Business
NCC Backs Satellite Direct-to-Phone Services to Close Rural Connectivity Gap

The Nigerian Communications Commission (NCC), is backing satellite-based direct-to-phone technology as a key tool for closing the country’s long-standing rural connectivity gap.
The policy direction was contained in the Commission’s draft Spectrum Roadmap for the Communications Sector (2025–2030), which identified Direct-to-Device (D2D) satellite services as a practical way to extend mobile voice and data coverage to areas where traditional telecom infrastructure has struggled to reach. The technology allows satellites to connect directly to regular smartphones, without the need for special devices or ground-based base stations.
According to the NCC, relying solely on towers and fibre is no longer sufficient to achieve universal coverage. Many rural and remote communities face difficult terrain, insecurity, frequent fibre cuts, high diesel costs and vandalism, making network expansion slow, risky and expensive.
To address these challenges, the regulator is placing greater emphasis on non-terrestrial networks, particularly satellite systems, as a complementary layer to existing mobile networks. The roadmap highlights the role of Low-Earth Orbit (LEO) satellites, alongside traditional geostationary satellites and emerging high-altitude platforms, in delivering broadband and strengthening mobile backhaul in hard-to-reach areas.

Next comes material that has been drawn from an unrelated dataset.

PR #492, opened 2019-07-16
Save branch setting when new environment added

### LINKED ISSUE #455: Provisioning new environment in CodeAmp
Current:
When I provision a new environment to a project in CodeAmp, deploys fail. In order to make them succeed, I need to re-save the branch setting. It looks like the branch setting is not being picked up by the newly provisioned environment.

The policy shift comes as private-sector players are moving in the same direction. In December 2025, Airtel Africa announced a partnership with SpaceX to deploy Starlink’s direct-to-cell satellite service across 14 African countries, including Nigeria. The service is expected to allow Airtel customers with compatible LTE smartphones to send messages, access limited data services and eventually make voice calls in areas with no mobile signal.
In the NCC’s assessment, satellite D2D technology could help eliminate signal blackspots in riverine communities, border regions and vast rural areas currently beyond the reach of mobile towers. The Commission also sees the technology as a resilience tool that can keep basic communications running during fibre cuts, power outages or emergencies.
Beyond consumer connectivity, the roadmap notes that satellite direct-to-phone services could support public safety, disaster response, agriculture monitoring, Internet of Things (IoT) applications and other digital services in underserved regions.
The NCC is also encouraging partnerships between mobile network operators and satellite providers, including shared use of radio spectrum. Such collaboration, the regulator said, would reduce deployment costs, improve spectrum efficiency and accelerate coverage expansion. Similar regulatory approaches have already been adopted in markets such as the United States, Canada and Australia.
Nigeria’s rural connectivity gap remains wide. While mobile subscriptions have crossed 170 million and broadband penetration has continued to rise, access in rural areas still lags far behind urban centres. Industry analysts say issues such as fibre vandalism, high operating costs, multiple taxation and right-of-way disputes have slowed progress, putting pressure on existing policy targets.
Against this backdrop, the NCC’s endorsement of satellite direct-to-phone services signals a broader shift toward using both terrestrial and space-based networks to achieve wider digital inclusion. For operators such as MTN and Globacom, the policy could open the door to similar satellite partnerships, offering a cost-effective path to extending coverage in low-density areas.
If fully implemented, satellite direct-to-phone technology could become a critical bridge in Nigeria’s push to connect millions of people still living beyond the reach of traditional mobile networks—bringing basic communications, digital services and emergency connectivity closer to universal access.